I`m not going to bother arguing why Tsunade and Oro cannot dodge Amaterasu. If Exodia dodges Amaterasu doesn't mean Tsunade and Orochimaru can.

Give me a good reason to believe Ei didn't go V2 to avoid Amaterasu.


----------



## jesusjuice69 (Aug 11, 2013)

Two reasons,

He was going on the offensive, and there would be no reason to hold back.
Its only smart to use you max speed to avoid amaterasu.  That doesn't mean it was required though.  That is the point I am making.


You are trying to say the minimum speed to avoid Amaterasu is A Version 2, and I am saying you have no justification to say that. 
All we know is that Sasuke couldn't completely outrun it, and V2 A could.  That means anything in between is fair game for speculation.


----------



## Veracity (Aug 11, 2013)

So Itachi and Sasuke have the same Amaterasu speed?
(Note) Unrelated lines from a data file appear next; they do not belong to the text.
PR #839, opened 2023-02-12
remove temp files post test execution

kkriske:
Leverage the built-in JUnit5 `@TempFile` functionality to automatically remove any temp files created in those temp directories.
This avoids leaving files in `java.io.tmpdir` or in the `target` folder. JUnit5 will also fails the test if any of the created files cannot be deleted.
This was mainly caused by tests where database connections were not properly disposed of, but there is one change in `SQLiteConnection` because the `JarURLConnection` keeps an internal cache of the jar files in which the resourcelookup is happening. This caused `ConnectionTest#openJARResource` to fail as it could not delete the jar file.

### DIFF
--- a/src/main/java/org/sqlite/SQLiteConnection.java
+++ b/src/main/java/org/sqlite/SQLiteConnection.java
@@ -6,6 +6,7 @@ import java.io.InputStream;
 import java.net.MalformedURLException;
 import java.net.URISyntaxException;
 import java.net.URL;
+import java.net.URLConnection;
 import java.nio.file.Files;
 import java.nio.file.StandardCopyOption;
 import java.sql.Connection;
@@ -330,7 +331,10 @@ public abstract class SQLiteConnection implements Connection {
             //            }
         }
 
-        try (InputStream reader = resourceAddr.openStream()) {
+        URLConnection conn = resourceAddr.openConnection();
+        // Disable caches to avoid keeping unnecessary file references after the single-use copy
+        conn.setUseCaches(false);
+        try (InputStream reader = conn.getInputStream()) {
             Files.copy(reader, dbFile.toPath(), StandardCopyOption.REPLACE_EXISTING);
             return dbFile;
         }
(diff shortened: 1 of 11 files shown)


gotson:
> JUnit5 will also fails the test if any of the created files cannot be deleted.

not sure i get it, is that the existing behavior to fail or the new behavior (within this PR) ?

gotson:
I see you use `@TempDir`, which i attempted to use in https://github.com/xerial/sqlite-jdbc/commit/e14c3b83dcd033244f770840e41af4ab92d60cd7 but i encountered issues on Windows because of https://github.com/junit-team/junit5/issues/2811

kkriske:
> not sure i get it, is that the existing behavior to fail or the new behavior (within this PR) ?

Failing the test if the created temp files cannot be deleted is new (wanted) behavior. Previously, calls to `File#delete` or `File#deleteOnExit` would silently let the file be if it cannot be removed, but leftover files indicate either an issue in the test or an issue in the code (e.g. the jar file handle in `JarURLConnection`).

What you're missing in the linked changes is that you also need to close the connection object, to release the file handle before the file can be removed.

I have worked with `@TempDir` quite a bit, on windows as main OS as well, and have yet to encounter any issues with it that didn't end up being user-error. So allow me to be frank, that JUnit issue you linked is a whole lot of user-error and it's confusing to other developers that stumble upon that issue as it wrongly justifies what they're seeing as a bug in JUnit instead of a bug in their own code that they should fix.
/rant

gotson:
> Failing the test if the created temp files cannot be deleted is new (wanted) behavior

why would we want that behavior?

kkriske:
> why would we want that behavior?

Because it indicates a resource leak

> It worked on Linux and Mac, not on Windows, so i blame the framework.

I blame the OS filesystem implementation and/or the JVM Windows specific IO implementation. Windows has a long history of having a worse filesystem than UNIX based systems. Either way, resources should be closed and if the file system is capable of handling dangling file handlers that's great, but Windows in this case cannot.

gotson:
Thank you !

PR #844, opened 2023-02-28
feat(SQLiteDataSource): add setBusyTimeout

mruddy:
add SQLiteDataSource.setBusyTimeout(int milliseconds) so that we can do:
```
    final SQLiteDataSource ds = new SQLiteDataSource();
    ds.setBusyTimeout(1234);
```

instead of doing like below, or setting up a Properties object and providing it to the SQLiteDataSource constructor:

```
    final SQLiteDataSource ds = new SQLiteDataSource();
    ds.getConfig().setBusyTimeout(2000);
```

Note that the new test will fail because it depends on the change made by https://github.com/xerial/sqlite-jdbc/pull/843.

Without that fix, the line `assertThat(ds.getConfig().getBusyTimeout()).isEqualTo(1234);` in the new test will fail.

### DIFF
--- a/src/main/java/org/sqlite/SQLiteDataSource.java
+++ b/src/main/java/org/sqlite/SQLiteDataSource.java
@@ -140,6 +140,17 @@ public class SQLiteDataSource implements DataSource {
     }
 
     /**
+     * Sets the amount of time that the connection's busy handler will wait when a table is locked.
+     *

Cause I was under the impression(and obviously based by feats) that's Sasukes was much faster.


----------



## jesusjuice69 (Aug 11, 2013)

Likes boss said:


> So Itachi and Sasuke have the same Amaterasu speed? Cause I was under the impression(and obviously based by feats) that's Sasukes was much faster.



What are you talking about, and what does that have to do with this fight?


----------



## LostSelf (Aug 11, 2013)

Likes boss said:


> So Itachi and Sasuke have the same Amaterasu speed? Cause I was under the impression(and obviously based by feats) that's Sasukes was much faster.



They are both instantaneous. But Itachi's has shown to be way hotter. Sasuke just has better manipulation, though.


----------



## jesusjuice69 (Aug 11, 2013)

LostSelf said:


> They are both instantaneous. But Itachi's has shown to be way hotter. Sasuke just has better manipulation, though.



If they were instant, then they would be impossible to dodge.  Yet, it has been dodged way more than once.


----------



## kyla1718 (Aug 11, 2013)

Baroxio,  Love how armless itachi can KO everyone aparently. Lets just take his legs away too, I am sure everyone will have a "viable" defense for his victory as well. 

Hell, I do not wish to steer the thread elsewhere, but lets change the battle to Jesus Christ vs Itachi.     Location gates of heaven.  Conditions; itachi is armless and leg less.

Ill start, naturally itachi will borrow gokus nimbus cloud, and start firing Amaterasu, incinerating Jesus, and then summoning Susanno who then tears down the gates of heaven. Itachi then flies down on his borrowed nimbus and kills tsunade and orochimaru for good measure.  Hell, he ends the ninja war by putting madara in a genjustsu. 

Anyway, I could go on, but I need to get one off to some itachi Yao.


----------



## jesusjuice69 (Aug 11, 2013)

Lol yah. 
I can't believe 10 people think Itachi wins this. 
For the 10 ppl who give this to itachi, just how much more of a handicap do we need for the tag team to win?


----------



## kyla1718 (Aug 11, 2013)

jesusjuice69 said:


> Lol yah.
> I can't believe 10 people think Itachi wins this.
> For the 10 ppl who give this to itachi, just how much more of a handicap do we need for the tag team to win?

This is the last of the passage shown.